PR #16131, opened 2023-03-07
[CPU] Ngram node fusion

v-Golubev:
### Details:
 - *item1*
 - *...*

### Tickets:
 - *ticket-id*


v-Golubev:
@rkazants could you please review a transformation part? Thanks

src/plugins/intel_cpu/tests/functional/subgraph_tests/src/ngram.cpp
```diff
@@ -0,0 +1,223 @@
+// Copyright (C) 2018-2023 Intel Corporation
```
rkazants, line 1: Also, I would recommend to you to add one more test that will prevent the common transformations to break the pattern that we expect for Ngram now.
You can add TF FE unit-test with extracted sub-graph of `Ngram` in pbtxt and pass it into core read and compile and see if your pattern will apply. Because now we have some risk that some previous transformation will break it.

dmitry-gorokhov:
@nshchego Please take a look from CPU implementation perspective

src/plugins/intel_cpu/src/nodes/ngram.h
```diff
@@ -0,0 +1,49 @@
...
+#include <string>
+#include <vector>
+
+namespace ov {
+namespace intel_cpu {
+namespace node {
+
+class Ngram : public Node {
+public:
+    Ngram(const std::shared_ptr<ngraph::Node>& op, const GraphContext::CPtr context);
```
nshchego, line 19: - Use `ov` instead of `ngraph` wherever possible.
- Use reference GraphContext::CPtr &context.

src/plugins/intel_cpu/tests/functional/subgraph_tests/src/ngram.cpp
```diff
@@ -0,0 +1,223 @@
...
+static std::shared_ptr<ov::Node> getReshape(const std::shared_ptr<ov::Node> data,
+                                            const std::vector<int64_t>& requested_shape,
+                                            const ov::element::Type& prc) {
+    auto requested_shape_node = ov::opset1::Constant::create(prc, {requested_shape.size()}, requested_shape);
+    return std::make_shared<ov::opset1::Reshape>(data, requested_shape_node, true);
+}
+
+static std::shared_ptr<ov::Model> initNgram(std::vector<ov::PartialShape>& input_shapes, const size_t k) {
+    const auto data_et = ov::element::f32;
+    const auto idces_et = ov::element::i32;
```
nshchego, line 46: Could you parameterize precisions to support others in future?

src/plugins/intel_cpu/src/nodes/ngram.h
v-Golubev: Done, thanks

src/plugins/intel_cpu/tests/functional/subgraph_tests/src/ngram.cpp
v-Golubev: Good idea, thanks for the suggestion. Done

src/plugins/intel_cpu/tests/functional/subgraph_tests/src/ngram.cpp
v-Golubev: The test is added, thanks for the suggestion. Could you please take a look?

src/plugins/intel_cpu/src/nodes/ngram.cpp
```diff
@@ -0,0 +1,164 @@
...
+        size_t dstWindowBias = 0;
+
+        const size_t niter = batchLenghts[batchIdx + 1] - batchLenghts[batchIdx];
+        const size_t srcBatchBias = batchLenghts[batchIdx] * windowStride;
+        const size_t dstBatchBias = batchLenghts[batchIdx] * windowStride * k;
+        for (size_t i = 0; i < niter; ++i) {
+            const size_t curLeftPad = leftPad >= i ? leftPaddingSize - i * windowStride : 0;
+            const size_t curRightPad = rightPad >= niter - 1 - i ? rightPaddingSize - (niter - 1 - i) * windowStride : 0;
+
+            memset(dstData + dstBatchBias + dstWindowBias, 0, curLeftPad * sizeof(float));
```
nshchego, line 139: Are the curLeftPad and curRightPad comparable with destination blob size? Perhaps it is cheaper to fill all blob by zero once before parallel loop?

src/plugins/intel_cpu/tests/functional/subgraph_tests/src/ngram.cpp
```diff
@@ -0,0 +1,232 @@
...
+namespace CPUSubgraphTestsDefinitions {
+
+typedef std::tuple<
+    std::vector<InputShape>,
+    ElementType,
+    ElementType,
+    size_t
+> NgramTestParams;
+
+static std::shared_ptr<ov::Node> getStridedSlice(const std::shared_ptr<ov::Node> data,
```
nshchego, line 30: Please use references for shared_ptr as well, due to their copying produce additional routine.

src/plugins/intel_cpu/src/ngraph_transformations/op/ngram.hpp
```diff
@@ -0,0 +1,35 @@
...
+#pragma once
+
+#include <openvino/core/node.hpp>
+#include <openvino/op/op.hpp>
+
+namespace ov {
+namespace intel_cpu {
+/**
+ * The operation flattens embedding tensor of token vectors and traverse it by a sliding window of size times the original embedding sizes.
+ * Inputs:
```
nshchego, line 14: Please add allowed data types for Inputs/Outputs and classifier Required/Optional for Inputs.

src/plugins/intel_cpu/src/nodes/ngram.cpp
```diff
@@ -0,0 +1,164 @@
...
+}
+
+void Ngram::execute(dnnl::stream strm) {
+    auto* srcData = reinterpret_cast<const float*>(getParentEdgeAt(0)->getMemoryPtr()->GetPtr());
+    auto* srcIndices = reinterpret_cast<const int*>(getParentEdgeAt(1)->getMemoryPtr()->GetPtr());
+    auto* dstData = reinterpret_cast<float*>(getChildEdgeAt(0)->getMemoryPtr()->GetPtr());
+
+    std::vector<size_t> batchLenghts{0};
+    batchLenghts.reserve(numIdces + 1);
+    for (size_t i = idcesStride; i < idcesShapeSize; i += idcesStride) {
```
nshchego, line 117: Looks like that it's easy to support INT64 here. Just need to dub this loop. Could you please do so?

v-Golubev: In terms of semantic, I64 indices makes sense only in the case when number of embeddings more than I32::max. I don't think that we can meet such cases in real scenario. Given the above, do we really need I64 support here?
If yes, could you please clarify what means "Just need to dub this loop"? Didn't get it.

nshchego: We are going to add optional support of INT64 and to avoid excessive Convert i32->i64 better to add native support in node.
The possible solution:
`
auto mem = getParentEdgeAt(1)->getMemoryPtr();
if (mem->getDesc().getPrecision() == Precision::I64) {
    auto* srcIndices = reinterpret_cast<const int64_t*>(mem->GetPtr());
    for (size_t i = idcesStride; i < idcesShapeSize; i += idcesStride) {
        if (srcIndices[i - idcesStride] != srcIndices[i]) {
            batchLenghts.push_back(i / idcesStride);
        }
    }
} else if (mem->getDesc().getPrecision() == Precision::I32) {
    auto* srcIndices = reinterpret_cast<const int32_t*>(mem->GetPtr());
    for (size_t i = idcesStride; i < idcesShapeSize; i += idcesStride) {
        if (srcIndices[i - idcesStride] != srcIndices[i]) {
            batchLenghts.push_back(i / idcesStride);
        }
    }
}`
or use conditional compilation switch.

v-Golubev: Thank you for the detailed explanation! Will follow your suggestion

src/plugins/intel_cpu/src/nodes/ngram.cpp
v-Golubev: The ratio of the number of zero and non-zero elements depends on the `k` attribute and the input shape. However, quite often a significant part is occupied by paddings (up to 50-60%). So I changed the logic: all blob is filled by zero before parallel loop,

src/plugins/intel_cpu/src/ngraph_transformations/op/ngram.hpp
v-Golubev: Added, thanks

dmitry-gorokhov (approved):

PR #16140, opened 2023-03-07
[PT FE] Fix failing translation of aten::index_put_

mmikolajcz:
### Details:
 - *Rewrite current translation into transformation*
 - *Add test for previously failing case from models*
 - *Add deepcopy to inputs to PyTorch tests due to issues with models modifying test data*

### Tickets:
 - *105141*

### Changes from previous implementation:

- [Requirement]:
Lines holding the word "parallel" in the entries above are the ones to pull out. Copy them all.

- [Answer space]:
nshchego, line 139: Are the curLeftPad and curRightPad comparable with destination blob size? Perhaps it is cheaper to fill all blob by zero once before parallel loop?
v-Golubev: The ratio of the number of zero and non-zero elements depends on the `k` attribute and the input shape. However, quite often a significant part is occupied by paddings (up to 50-60%). So I changed the logic: all blob is filled by zero before parallel loop,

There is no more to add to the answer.